Just as Ethereum has always upheld the value of decentralization, AI should be an auxiliary tool. Its goal is not to make decisions for people but to help humans make fewer mistakes.

Looking back at the evolution of Web3 security, a clear trend emerges: early security was simply “keeping mnemonic phrases safe,” mid-term was “not clicking on unfamiliar links, canceling invalid authorizations promptly,” and today, security is becoming a continuous, dynamic, intelligent process.

In this process, the introduction of AI has not weakened the meaning of decentralization. Instead, it makes decentralized systems more suitable for long-term use by ordinary users. It hides complex risk analysis in the background, transforming key judgments into intuitive prompts for users, turning security from an extra burden into a “default capability.”
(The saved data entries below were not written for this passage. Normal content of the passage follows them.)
PR #22, opened 2015-09-21
Libpng17

jbowler:
Updated licensing in the contrib/testpngs test files, more test files (covering cases of non-palette files with tRNS chunks) and the previous simplified API sRGB gamma improvement for palette cases.


glennrp:
Squash-merged 8c025bc through bf51c64

PR #29, opened 2015-09-26
Libpng17 s bit tests

jbowler:
Some fixes and additional sBIT tests.


jbowler:
e76a320 is necessary when READ_GAMMA is on but the simplified API is disabled

jbowler:
I think includes the dropped tests/* renames/fixes from the previous pull request, at least I think that is why 8d6c21c is in there.

PR #39, opened 2015-11-19
pngread: avoid clang warning for unreachable code

vszakats:
```
pngread.c:2841:10: warning: 'break' will never be executed [-Wunreachable-code-break]
         break;
         ^~~~~
```

### DIFF
--- a/pngread.c
+++ b/pngread.c
@@ -2838,7 +2838,6 @@ png_image_read_colormap(png_voidp argument)
       default:
          png_error(png_ptr, "invalid PNG color type");
          /*NOT REACHED*/
-         break;
    }
 
    /* Now deal with the output processing */


glennrp:
I've pulled this patch; however, note that my C reference manual (Harbison and Steele) says "While the last break statement is logically unnecessary, it is a good thing to put in as a matter of style."

vszakats:
Thank you! Thanks for the note as well &mdash; it be can debated for sure, `clang` opted to include this in the `-Weverything` warning level, which is also up to debate, but probable some projects will have this enabled even for `libpng`, so I welcome your accepting this PR.

glennrp:
If you have any influence with the clang developers, suggest that they
recognize /* NOT REACHED */ just as they recognize /* FALL THROUGH */
already.

Glenn

vszakats:
Not much, I'm afraid, but I'll keep that in mind, in case I ever will be. Didn't know `/* FALL THROUGH */` is recognised, though, thanks for the tip, and I agree `NOT REACHED` would be very nice in some cases.

glennrp:
I'm not actually sure that clang recognizes /* Fall through */ but I do
know that it suppresses warnings from Coverity.

vszakats:
Coverity: That might be it, I did have added various comments to suppress false alarms with it. With clang, this is the syntax to control warnings: https://stackoverflow.com/questions/14444203/dynamic-forwarding-suppress-incomplete-implementation-warning/14444603#14444603

vszakats:
Just got the suggestion below, after upgrading to clang 3.7, so comment suggestions do exist:
```
harboury.c:6939:21: note: silence by adding parentheses to mark code as
      explicitly dead
  if (/*CONSTCOND*/ 0)
                    ^
                    /* DISABLES CODE */ ( )
```

vszakats:
(last comment deleted - I misinterpreted the output)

This echoes the repeated assertion I made earlier: AI and Web3/Crypto are essentially a mirror image of the “productive forces” and “production relations” of a new era (see extended reading: “When Web3 Meets d/acc: What Can Crypto Do in the Accelerated Era of Technology?”):

If we see AI as an evolving “spear”—which greatly enhances efficiency but can also be used for large-scale malicious acts; then the decentralized system built by Crypto is a “shield” that must evolve in tandem. From the perspective of d/acc, this shield’s goal is not to create absolute security but to ensure the system remains trustworthy in the worst-case scenario, allowing users the space to exit and self-rescue.

In Conclusion

The ultimate goal of Web3 has never been to make users understand more technology but to let technology protect users seamlessly.
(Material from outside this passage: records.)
PR #43, opened 2015-11-23
Libpng17 buffer enhancements

jbowler:
Fixes for the code where libpng interlace handling is disabled (completely; both read and write).

### DIFF
--- a/contrib/libtests/pngimage.c
+++ b/contrib/libtests/pngimage.c
@@ -36,7 +36,8 @@
 #  include <setjmp.h> /* because png.h did *not* include this */
 #endif
 
-#if defined(PNG_INFO_IMAGE_SUPPORTED) && defined(PNG_SEQUENTIAL_READ_SUPPORTED)
+#if defined(PNG_INFO_IMAGE_SUPPORTED) && defined(PNG_SEQUENTIAL_READ_SUPPORTED)\
+    && defined(PNG_READ_PNG_SUPPORTED)
 /* If a transform is valid on both read and write this implies that if the
  * transform is applied to read it must also be applied on write to produce
  * meaningful data.  This is because these transforms when performed on read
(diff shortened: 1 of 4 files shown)


glennrp:
After pulling #43, I get

FAIL: tests/pngvalid-interlace-transform
during make dist-check

But then ./configure; make pngvalid, and running the test it passes.

gcc (Ubuntu 4.8.4-2ubuntu1~14.04) 4.8.4

Glenn

jbowler:
It might be using some uninitialized data somehow; of all my builds (1.7)
the only issue I have is some kind of weird pixel arithmetic problem in
interlace-transform when PNG_READ_INTERLACING_SUPPORTED is disabled.  I.e.
something is wrong with either the pngvalid handling of interlace when
libpng doesn't do it or the libpng code in that case (the latter seems
unlikely).

That issue has probably always been there.

John

On Mon, Nov 23, 2015 at 7:07 AM, Glenn Randers-Pehrson <

> After pulling #43, I get
>
> FAIL: tests/pngvalid-interlace-transform
> during make dist-check
>
> But then ./configure; make pngvalid, and running the test it passes.
>
> gcc (Ubuntu 4.8.4-2ubuntu1~14.04) 4.8.4
>
> Glenn
>
> —
> <https://github.com/glennrp/libpng/pull/43#issuecomment-158962597>.
>



-- 
+1 (541) 450-9885
PO BOX 3151
KERBY OR 97531-3151
USA

glennrp:
The permission on the test file was 644 instead of 755, when I updated via
43.patch instead of via a "pull".

It's OK now.

G

jbowler:
There's a chance it will make the homebrew bug disappear; quite a large
chance because it shifts the error limits.  In the case where I hit it my
(broken) attempts to take into account the rounding in the gamma correction
(I used 11 bit precision when I should have been using 16) shifted the high
limit below the exact value, so the test was against the exact value.

Normally I would expect two floating point systems with the same precision
to get the same answer, but quite possibly the CPU they have has a
different precision from the three I have to test (Intel x86_64, armv6j,
armv7a).  Also the 'pow' function could easily be wrong.

John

So when attackers start using AI, a defensive system that refuses to become intelligent itself is a risk. Therefore, protecting asset security is an endless game without a finish line. In this era, users who know how to leverage AI to arm themselves will become the most resilient fortress in this game.

The significance of AI × Web3 perhaps lies precisely here—not in creating absolute security, but in making security a scalable, replicable capability.